### [WHAT YOU SHOULD DO]
Lines with the word "replace" are the answer; copy each of them from the data below.

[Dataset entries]
• • • • •
PR #2265, opened 2021-04-13
Fixing issues about restoring state on Path Navigator Tree

aachavarria:

### DIFF
--- a/ui/app/src/components/PathNavigatorTree/PathNavigatorTree.tsx
+++ b/ui/app/src/components/PathNavigatorTree/PathNavigatorTree.tsx
@@ -16,15 +16,7 @@
 
 import React, { useEffect, useMemo, useRef, useState } from 'react';
 import PathNavigatorTreeUI, { TreeNode } from './PathNavigatorTreeUI';
-import {
-  useActiveSiteId,
-  useActiveUser,
-  useEnv,
-  useItemsByPath,
-  useMount,
-  useSelection,
-  useSubject
-} from '../../utils/hooks';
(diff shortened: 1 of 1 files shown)


ui/app/src/components/PathNavigatorTree/PathNavigatorTree.tsx
```diff
@@ -127,6 +135,13 @@ export default function PathNavigatorTree(props: PathNavigatorTreeProps) {
 
   const dispatch = useDispatch();
 
+  useMount(() => {
+    if (state) {
+      // Restoring state from state;
+      state.expanded.forEach((path) => fetchingPathsRef.current.push(path));
+    }
+  });
+
```
rart: We don't need an effect for this.
```suggestion
if (state && fetchingPathsRef.current === null) {
  // Restoring previously loaded state from redux
  state.expanded.forEach((path) => fetchingPathsRef.current.push(path));
} else {
  fetchingPathsRef.current = [];
}
```
Just make sure to initialize the ref in null for this to work.

ui/app/src/components/PathNavigatorTree/PathNavigatorTree.tsx
```diff
@@ -386,7 +401,7 @@ export default function PathNavigatorTree(props: PathNavigatorTreeProps) {
         })
       );
     } else {
-      if (childrenByParentPath[path]) {
+      if (nodesByPathRef[path]) {
```
rart: Call me to review these changes.

rart (changes requested):

rart (approved):

PR #2274, opened 2021-04-15
[4649][next] Add note in Remote Repositories not to use Studio as a git merge and conflict resolution platform

jvega190:
https://github.com/craftercms/craftercms/issues/4649

### DIFF
--- a/ui/app/src/utils/i18n-legacy.ts
+++ b/ui/app/src/utils/i18n-legacy.ts
@@ -497,6 +497,10 @@ export const words = defineMessages({
   select: {
     id: 'words.select',
     defaultMessage: 'Select'
+  },
+  note: {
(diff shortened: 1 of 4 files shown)


ui/app/src/utils/i18n-legacy.ts
```diff
@@ -491,6 +497,10 @@ export const words = defineMessages({
   select: {
     id: 'words.select',
     defaultMessage: 'Select'
+  },
+  note: {
+    id: 'words.note',
+    defaultMessage: 'Note'
```
rart: not being used

rart (changes requested):
Please ping me to review styles

rart (approved):

PR #2277, opened 2021-04-16
[4649][3.1.x] Add note in Remote Repositories not to use Studio as a git merge and conflict resolution platform

jvega190:
https://github.com/craftercms/craftercms/issues/4649

### DIFF
--- a/static-assets/ng-views/admin-repository.html
+++ b/static-assets/ng-views/admin-repository.html
@@ -223,6 +223,14 @@
       </div>
     </div>
   </div>
+  <div class="row">
+    <div class="col-md-12 tac">
+      <div class="note tal">
+        <span class="note-title">{{repositories.repoMessages.repositoriesNoteLabel}}:</span>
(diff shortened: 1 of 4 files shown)


ui/app/src/utils/i18n-legacy.ts
```diff
@@ -439,7 +445,7 @@ const words = defineMessages({
   reason: {
     id: 'words.reason',
     defaultMessage: 'Reason'
-  }
+  },
```
rart: 👆 x trailing comma

Did you remove prettier auto format on save?

rart (changes requested):

static-assets/ng-views/admin-repository.html
```diff
@@ -151,6 +152,16 @@ <h5>{{repositories.repoMessages.unreachableRemote(repo.name)}}</h5>
           </a>
         </div>
 
+        <div class="mb30">
```
jvega190, line 155: This is under a div that already hides when no conflicts are present

rart (approved):

PR #2294, opened 2021-04-26
Fix pathNavigator title definition issue

jvega190:


ui/app/src/components/SystemStatus/EmptyState.tsx
```diff
@@ -65,7 +65,10 @@ export default function EmptyState(props: EmptyStateProps) {
   const classes = useStyles(props.styles);
   const { formatMessage } = useIntl();
   const { image = emptyImage, classes: propClasses, children } = props;
-  const title = React.isValidElement(props.title) ? props.title : formatMessage(props.title as MessageDescriptor);
+  const title =
+    React.isValidElement(props.title) || typeof props.title === 'string'
+      ? props.title
+      : formatMessage(props.title as MessageDescriptor);
   const subtitle =
     React.isValidElement(props.subtitle) || nou(props.subtitle)
```
rart: Same fix as above needs to be applied here.
What happened with react-is?
Make sure you tested this accepts string, number or a JSX element but not Component functions (should be instances)

rart (changes requested):

ui/app/src/components/SystemStatus/EmptyState.tsx
jvega190: react-is behaves the same as isValidElement (strings are not valid). For numbers, I'd have to add it to the condition (string || number). Should I add it?

rart (approved):

PR #2304, opened 2021-05-05
[4322][3.1.x] Bugfix/bulk upload nested failed

phuongnq:
A suggestion fix for issue https://github.com/craftercms/craftercms/issues/4322

While checking file existing, we are checking filename which is not correct for nested structure. Better to use relativePath to identify file with same name but different path.

### DIFF
--- a/ui/app/src/components/BulkUpload.tsx
+++ b/ui/app/src/components/BulkUpload.tsx
@@ -352,8 +352,8 @@ const DropZone = React.forwardRef((props: DropZoneProps, ref: any) => {
       });
   }
 
-  function checkFileExist(newFile: File) {
-    return !uppy.getFiles().some((file) => file.name === newFile.name && file.type === newFile.type);
+  function checkFileExist(newFile: File & { relativePath?: string }) {
+    return !uppy.getFiles().some((file) => file.meta.relativePath === newFile.relativePath && file.type === newFile.type);
   }
 
   function removeDragData(event: React.DragEvent<HTMLElement>) {


ui/app/src/components/BulkUpload.tsx
```diff
@@ -352,8 +352,8 @@ const DropZone = React.forwardRef((props: DropZoneProps, ref: any) => {
       });
   }
 
-  function checkFileExist(newFile: File) {
-    return !uppy.getFiles().some((file) => file.name === newFile.name && file.type === newFile.type);
+  function checkFileExist(newFile: File & { relativePath?: string }) {
+    return !uppy.getFiles().some((file) => file.meta.relativePath === newFile.relativePath && file.type === newFile.type);
```
rart, line 356: Why is the relative path in different locations of the file objects? (i.e. file.meta.relativePath vs file.relativePath)

phuongnq: The original logic is from here:
```
interval(50)
      .pipe(takeUntil(cancelRequestObservable$), take(files.length))
      .subscribe((index) => {
        const file: File & { relativePath?: string } = files[index];
        checkFileExist(file) &&
          uppy.addFile({
            name: file.name,
            type: file.type,
            data: file,
            meta: {
              relativePath: file.relativePath || null
            }
          });
      });
```

We only call `checkFileExist` function from here.
As you can see, the variable `file` is of `UppyFile` interface with `meta.relativePath`, the `newFile` is of type `File` so they have different location.

rart:
Holding this on my plate to check & address the inconsistent types that we've discovered.

rart:
Merged @ https://github.com/craftercms/studio-ui/pull/2312

PR #2308, opened 2021-05-06
[4690][3.1.x] Form engine - "view" mode does not allow inspection of embedded items

jvega190:
https://github.com/craftercms/craftercms/issues/4690


jvega190:
There's one detail that I need to discuss before making it ready for review.

rart (approved):

PR #2950, opened 2022-04-21
[5487] Some XB actions (like sort) cause components to stay locked.

jvega190:
https://github.com/craftercms/craftercms/issues/5487

### DIFF
--- a/ui/guest/src/store/epics/root.ts
+++ b/ui/guest/src/store/epics/root.ts
@@ -849,6 +849,13 @@ const moveComponent = (dragContext) => {
           containerRecord.fieldId.includes('.') ? `${containerRecord.index}.${targetIndex}` : targetIndex
         );
       });
+    } else {
+      // if draggedElementIndex equals targetIndex it means that item wasn't moved, but it was locked, so it needs
+      // to be unlocked.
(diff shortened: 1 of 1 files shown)


ui/guest/src/store/epics/root.ts
```diff
@@ -849,6 +849,13 @@ const moveComponent = (dragContext) => {
           containerRecord.fieldId.includes('.') ? `${containerRecord.index}.${targetIndex}` : targetIndex
         );
       });
+    } else {
+      // if draggedElementIndex equals targetIndex it means that item wasn't moved, but it was locked, so it needs
+      // to be unlocked.
+      const models = contentController.getCachedModels();
+      const id = dragged.modelId;
+      const path = models[id].craftercms.path;
+      post(unlockItem({ path }));
```
rart, line 858: Check this for embedded components too. You may need to re-retrieve the "parent id" to get to the path in such cases.

rart (changes requested):

ui/guest/src/store/epics/root.ts
jvega190: It works properly for both shared and embedded components

rart (approved):

PR #2969, opened 2022-04-26
[5550] There's no feedback when trying to open a folder with a lot of images in the image picker

jvega190:
https://github.com/craftercms/craftercms/issues/5550


static-assets/components/cstudio-browse/browse.js
```diff
@@ -557,9 +577,6 @@
       }
     }
 
-    $resultsContainer.empty();
```
jvega190, line 560: This was incorrect, causing the loading state to be cleared before loading content. Moved inside `setResults` function.

rart (approved):

PR #2976, opened 2022-04-28
[5567] Save & Close option is showing up in Choose Content Type window after saving and closing Content Type Modelling

jvega190:
https://github.com/craftercms/craftercms/issues/5567

### DIFF
--- a/static-assets/components/cstudio-admin/mods/content-types.js
+++ b/static-assets/components/cstudio-admin/mods/content-types.js
@@ -85,11 +85,6 @@
         $('#createNewContentTypeButton').click(() => {
           this.onNewClick();
         });
-
-        CStudioAuthoring.ContextualNav.AdminConsoleNav.initActions([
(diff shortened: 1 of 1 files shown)


static-assets/components/cstudio-admin/mods/content-types.js
```diff
@@ -85,11 +85,6 @@
         $('#createNewContentTypeButton').click(() => {
           this.onNewClick();
         });
-
-        CStudioAuthoring.ContextualNav.AdminConsoleNav.initActions([
```
jvega190, line 89: Now that the contextual-nav.xml configuration is not loaded anymore, `AdminConsoleNav` module is not loaded, so this initialization is not needed (and the object doesn't exist). Checked for other usages and they're dead code (we should remove it)

rart: go ahead

rart (approved):

PR #2989, opened 2022-05-04
[5581] Dashboard issues with the contextual actions

jvega190:
https://github.com/craftercms/craftercms/issues/5581

### DIFF
--- a/ui/app/src/state/epics/content.ts
+++ b/ui/app/src/state/epics/content.ts
@@ -182,7 +182,7 @@ const content: CrafterCMSEpic[] = [
           // request (via reloadDetailedItem action)
           !state.content.itemsByPath[payload.path] || type === reloadDetailedItem.type
       ),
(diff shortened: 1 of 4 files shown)


ui/app/src/state/epics/content.ts
```diff
@@ -182,7 +182,7 @@ const content: CrafterCMSEpic[] = [
           // request (via reloadDetailedItem action)
           !state.content.itemsByPath[payload.path] || type === reloadDetailedItem.type
       ),
-      switchMap(([{ payload }, state]) =>
+      mergeMap(([{ payload }, state]) =>
```
jvega190, line 185: @rart the issue was that after publishing there was a `reloadDetailedItem` for each published item, and the switchMap was causing a cancelling of the previous reload, so the state wasn't updated properly.

rart (approved):

PR #2994, opened 2022-05-05
[5560] Change Type service and dialog should not present the existing type as an option

jvega190:
https://github.com/craftercms/craftercms/issues/5560


jvega190:
Ready. Hold in draft for 4.0.1

rart (approved):

PR #3001, opened 2022-05-11
[5552] Duplication/deletion using XB allowed event though there are min/max validations

jvega190:
https://github.com/craftercms/craftercms/issues/5552


jvega190:
Ready. Hold in draft for 4.0.1

rart (approved):

PR #3009, opened 2022-05-20
[5542] The Add Component spinner in XB should be centered vertically and horizontally

jvega190:
https://github.com/craftercms/craftercms/issues/5542


ui/guest/src/store/epics/root.ts
```diff
@@ -275,7 +275,10 @@ const epic = combineEpics<GuestStandardAction, GuestStandardAction, GuestState>(
         // so there should be no lock or other actions.
         if (dropZone) {
           const { modelId } = iceRegistry.getById(dropZone.iceId);
-          const path = models[modelId].craftercms.path;
+          // get parentModelId in case the current dropZone is an embedded component
```
jvega190, line 183: This was an issue detected while testing on bootstrap blueprint, if current dropzone is an embedded, we need to get the parentModel to lock the proper item

rart (approved):

PR #3011, opened 2022-05-24
[5604] Make the site cookie domain configurable as base or sub

jvega190:
https://github.com/craftercms/craftercms/issues/5604

### DIFF
--- a/ui/app/src/utils/auth.ts
+++ b/ui/app/src/utils/auth.ts
@@ -47,13 +47,26 @@ export function getXSRFToken(): string {
   return Cookies.get(XSRF_TOKEN_COOKIE_NAME);
 }
 
-export function getCookieDomain(): string {
-  return window.location.hostname.includes('.') ? window.location.hostname : '';
+export function getCookieDomain(useBaseDomain: boolean = true): string {
+  let hostname = window.location.hostname;
+  let domain = hostname.includes('.') ? hostname : '';
+
+  if (useBaseDomain) {
+    const ipRegex = /\b(?:[0-9]{1,3}\.){3}[0-9]{1,3}\b/gm;
+    const isHostnameIp = Boolean(hostname.match(ipRegex));
+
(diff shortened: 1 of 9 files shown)


rart (approved):

ui/app/src/utils/auth.ts
```diff
@@ -47,13 +47,26 @@ export function getXSRFToken(): string {
...
+    const ipRegex = /\b(?:[0-9]{1,3}\.){3}[0-9]{1,3}\b/gm;
+    const isHostnameIp = Boolean(hostname.match(ipRegex));
+
+    if (hostname.includes('.') && !isHostnameIp) {
+      domain = hostname.replace(/^(.*?)\./, '');
+      domain = `.${domain.includes('.') ? domain : hostname}`;
+    }
+  }
+
+  return domain;
```
rart:
```suggestion
export function getCookieDomain(useBaseDomain: boolean = false): string {
  let domainName = window.location.hostname;
  if (useBaseDomain) {
    let segments = domainName.split('.');
    return segments.length <= 2 ? domainName : segments.slice(-2).join('.');
  } else {
    return domainName;
  }
```

rart (changes requested):

ui/app/src/utils/auth.ts
```diff
@@ -47,13 +47,19 @@ export function getXSRFToken(): string {
...
+  if (useBaseDomain) {
+    let segments = domainName.split('.');
+    return segments.length <= 2 ? domainName : segments.slice(-2).join('.');
+  } else {
+    return domainName;
+  }
 }
 
-export function setSiteCookie(value: string): void {
+export function setSiteCookie(value: string, useBaseDomain: boolean = true): void {
```
rart:
```suggestion
export function setSiteCookie(value: string, useBaseDomain: boolean = false): void {
```

rart (changes requested):

rart (approved):

PR #3013, opened 2022-05-26
[5585] When a user inputs data in Project Tools and press ESC or click outside the form, the dialog closes without confirmation

jvega190:
https://github.com/craftercms/craftercms/issues/5585


static-assets/components/cstudio-dialogs/new-content-type.js
```diff
@@ -164,7 +175,10 @@ CStudioAuthoring.Dialogs.NewContentType = CStudioAuthoring.Dialogs.NewContentTyp
       objectTypeEl: document.getElementById('contentTypeObjectType')
     };
 
+    // 'Type' dropdown
     YEvent.on('contentTypeObjectType', 'change', function () {
+      self.onSetDirty(true);
```
rart, line 184: Should avoid setting this every keystroke. Set only when it changes from blank to not-blank and backwards and/or make sure react-side is also not setting state on every keystroke.

static-assets/components/cstudio-dialogs/new-content-type.js
```diff
@@ -173,13 +187,16 @@ CStudioAuthoring.Dialogs.NewContentType = CStudioAuthoring.Dialogs.NewContentTyp
...
 
+    // 'Display Label' input
     YEvent.on('contentTypeDisplayName', 'keyup', function () {
       YAHOO.Bubbling.fire('content-type.values.changed');
       value = document.getElementById('contentTypeDisplayName').value;
 
       value = value.replace(/[^a-z0-9]/gi, '');
       value = value.toLowerCase();
 
+      self.onSetDirty(Boolean(value));
```
rart, line 202: Should avoid setting this every keystroke. Set only when it changes from blank to not-blank and backwards and/or make sure react-side is also not setting state on every keystroke.

ui/app/src/components/GraphiQL/GraphiQL.tsx
```diff
@@ -39,8 +42,10 @@ function GraphiQL(props: GraphiQLProps) {
     showAppsButton,
     embedded = false,
     method = 'post',
-    url = `${window.location.origin}/api/1/site/graphql`
+    url = `${window.location.origin}/api/1/site/graphql`,
+    onSubmittingAndOrPendingChange
   } = props;
+  const [initialQuery] = useState(window.localStorage.getItem(`${storageKey}graphiql:query`));
   const [query, setQuery] = useState(() => window.localStorage.getItem(`${storageKey}graphiql:query`));
```
rart:
```suggestion
  const initialQuery = useMemo(() => window.localStorage.getItem(`${storageKey}graphiql:query`), []);
  const [query, setQuery] = useState(initialQuery);
```

ui/app/src/components/GraphiQL/GraphiQL.tsx
```diff
@@ -84,12 +89,18 @@ function GraphiQL(props: GraphiQLProps) {
       };
     }
   }, [url, method]);
+  const fnRefs = useUpdateRefs({ onSubmittingAndOrPendingChange });
+  const hasChanges = initialQuery !== query;
```
rart:
```suggestion
  const hasChanges = isBlank(query) ? false : initialQuery !== query;
```

ui/app/src/components/PublishOnDemandWidget/PublishOnDemandWidget.tsx
```diff
@@ -153,6 +157,13 @@ export function PublishOnDemandWidget(props: PublishOnDemandWidgetProps) {
     }
   };
 
+  useEffect(() => {
+    fnRefs.current.onSubmittingAndOrPendingChange?.({
+      hasPendingChanges: mode === 'studio' ? publishStudioFormValid : publishGitFormValid,
```
rart: Don't see how `valid` is suitable to identify if there are changes.

ui/app/src/components/WorkflowStateManagement/WorkflowStateManagement.tsx
```diff
@@ -123,6 +127,12 @@ export function WorkflowStateManagement(props: WorkflowStateManagementProps) {
     fetchStates();
   }, [fetchStates]);
 
+  useEffect(() => {
+    fnRefs.current.onSubmittingAndOrPendingChange?.({
+      hasPendingChanges: Boolean(selectedItemsLength)
+    });
+  }, [selectedItemsLength, fnRefs]);
```
rart: `selectedItemsLength` may change too much. All we would care about is when it changes from or to `0`. Doesn't `hasSelectedItems` give you that already?

rart (changes requested):

ui/app/src/components/PublishOnDemandWidget/PublishOnDemandWidget.tsx
jvega190: Valid is true when the form has content (so it can be published), if there is no content in the form (is blank) then valid becomes false

ui/app/src/components/PublishOnDemandWidget/PublishOnDemandWidget.tsx
```diff
@@ -118,30 +120,48 @@ const initialPublishGitFormData = {
...
   const [publishingTargetsError, setPublishingTargetsError] = useState(null);
   const [publishGitFormData, setPublishGitFormData] = useSpreadState<PublishFormData>(initialPublishGitFormData);
   const [publishGitFormValid, setPublishGitFormValid] = useState(false);
+  const publishGitFormChanged = useMemo(() => {
+    return (
+      publishGitFormData.commitIds !== initialPublishGitFormData.commitIds ||
+      publishGitFormData.comment !== initialPublishGitFormData.comment ||
+      publishGitFormData.environment !== initialPublishingTarget
+    );
+  }, [initialPublishingTarget, publishGitFormData]);
```
rart: These change on every keystroke so not worth the memo

ui/app/src/components/PublishOnDemandWidget/PublishOnDemandWidget.tsx
```diff
@@ -118,30 +120,48 @@ const initialPublishGitFormData = {
...
   const [publishStudioFormData, setPublishStudioFormData] =
     useSpreadState<PublishFormData>(initialPublishStudioFormData);
   const [publishStudioFormValid, setPublishStudioFormValid] = useState(false);
+  const publishStudioFormChanged = useMemo(() => {
+    return (
+      publishStudioFormData.path !== initialPublishStudioFormData.path ||
+      publishStudioFormData.comment !== initialPublishStudioFormData.comment ||
+      publishStudioFormData.environment !== initialPublishingTarget
+    );
+  }, [initialPublishingTarget, publishStudioFormData]);
```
• • • • •
### [YOUR RESPONSE]
+      domain = hostname.replace(/^(.*?)\./, '');
       value = value.replace(/[^a-z0-9]/gi, '');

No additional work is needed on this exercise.